> **What the task asks**: Copy the lines below that contain "will".
[Records provided]
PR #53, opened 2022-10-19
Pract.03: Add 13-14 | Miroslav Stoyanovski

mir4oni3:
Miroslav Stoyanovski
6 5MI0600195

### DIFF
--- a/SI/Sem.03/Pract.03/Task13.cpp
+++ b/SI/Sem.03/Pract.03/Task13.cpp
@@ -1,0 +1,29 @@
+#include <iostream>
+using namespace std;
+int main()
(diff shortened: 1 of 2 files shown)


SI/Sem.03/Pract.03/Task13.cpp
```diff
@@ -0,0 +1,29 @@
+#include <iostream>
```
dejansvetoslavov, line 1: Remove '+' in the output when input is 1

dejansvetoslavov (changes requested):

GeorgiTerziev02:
[/Records provided]
[Records provided]
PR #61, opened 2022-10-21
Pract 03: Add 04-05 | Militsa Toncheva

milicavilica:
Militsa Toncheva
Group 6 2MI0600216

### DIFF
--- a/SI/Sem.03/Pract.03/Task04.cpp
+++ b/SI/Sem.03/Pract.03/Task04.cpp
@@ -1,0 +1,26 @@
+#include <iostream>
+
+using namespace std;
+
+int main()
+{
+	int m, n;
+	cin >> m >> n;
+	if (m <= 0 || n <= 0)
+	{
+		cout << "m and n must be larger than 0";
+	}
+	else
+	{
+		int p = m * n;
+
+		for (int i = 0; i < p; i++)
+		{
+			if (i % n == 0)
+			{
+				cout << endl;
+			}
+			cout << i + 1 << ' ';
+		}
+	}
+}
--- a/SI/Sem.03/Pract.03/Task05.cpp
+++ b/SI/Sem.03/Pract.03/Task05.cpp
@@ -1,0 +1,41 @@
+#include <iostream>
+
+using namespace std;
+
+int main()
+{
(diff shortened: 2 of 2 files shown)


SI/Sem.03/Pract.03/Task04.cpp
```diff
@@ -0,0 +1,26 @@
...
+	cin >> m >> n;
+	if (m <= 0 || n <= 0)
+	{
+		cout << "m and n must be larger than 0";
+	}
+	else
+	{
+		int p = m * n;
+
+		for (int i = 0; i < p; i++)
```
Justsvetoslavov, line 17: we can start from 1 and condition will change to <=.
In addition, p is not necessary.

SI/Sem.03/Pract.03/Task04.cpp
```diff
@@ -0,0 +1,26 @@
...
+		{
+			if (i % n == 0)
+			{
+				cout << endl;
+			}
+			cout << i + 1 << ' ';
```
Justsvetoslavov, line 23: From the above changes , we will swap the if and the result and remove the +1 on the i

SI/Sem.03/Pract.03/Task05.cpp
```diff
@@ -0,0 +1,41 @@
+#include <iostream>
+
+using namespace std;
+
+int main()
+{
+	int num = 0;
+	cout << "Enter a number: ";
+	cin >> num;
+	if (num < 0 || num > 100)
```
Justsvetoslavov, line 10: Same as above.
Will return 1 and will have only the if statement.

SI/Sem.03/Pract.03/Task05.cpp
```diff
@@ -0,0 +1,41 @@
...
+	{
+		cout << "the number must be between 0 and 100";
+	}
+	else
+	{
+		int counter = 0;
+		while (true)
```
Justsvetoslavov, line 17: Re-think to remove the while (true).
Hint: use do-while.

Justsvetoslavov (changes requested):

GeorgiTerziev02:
[/Records provided]
[Records provided]
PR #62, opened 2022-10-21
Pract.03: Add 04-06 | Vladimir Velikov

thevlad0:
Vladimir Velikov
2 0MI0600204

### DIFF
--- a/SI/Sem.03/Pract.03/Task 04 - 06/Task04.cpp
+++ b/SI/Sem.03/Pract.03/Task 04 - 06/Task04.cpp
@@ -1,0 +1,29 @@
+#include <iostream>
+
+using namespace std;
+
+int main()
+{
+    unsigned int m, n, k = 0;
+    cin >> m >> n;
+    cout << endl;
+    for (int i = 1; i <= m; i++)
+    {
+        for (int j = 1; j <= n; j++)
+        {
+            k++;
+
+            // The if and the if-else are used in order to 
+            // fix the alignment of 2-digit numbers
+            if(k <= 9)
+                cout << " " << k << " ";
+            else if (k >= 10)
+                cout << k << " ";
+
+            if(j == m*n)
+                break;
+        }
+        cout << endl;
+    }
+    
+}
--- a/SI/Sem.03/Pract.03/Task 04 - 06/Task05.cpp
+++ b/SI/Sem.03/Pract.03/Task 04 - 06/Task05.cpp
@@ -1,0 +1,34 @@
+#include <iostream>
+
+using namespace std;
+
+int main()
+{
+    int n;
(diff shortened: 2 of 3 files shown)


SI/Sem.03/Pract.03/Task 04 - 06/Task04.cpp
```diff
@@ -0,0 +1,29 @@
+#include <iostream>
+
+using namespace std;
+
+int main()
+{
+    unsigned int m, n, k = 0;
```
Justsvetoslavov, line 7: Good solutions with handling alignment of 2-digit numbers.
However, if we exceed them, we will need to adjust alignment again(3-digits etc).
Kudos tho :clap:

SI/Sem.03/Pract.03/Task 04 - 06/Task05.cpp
[/Records provided]
> **Answer space**:
Justsvetoslavov, line 17: we can start from 1 and condition will change to <=.
Justsvetoslavov, line 23: From the above changes , we will swap the if and the result and remove the +1 on the i
Will return 1 and will have only the if statement.
However, if we exceed them, we will need to adjust alignment again(3-digits etc).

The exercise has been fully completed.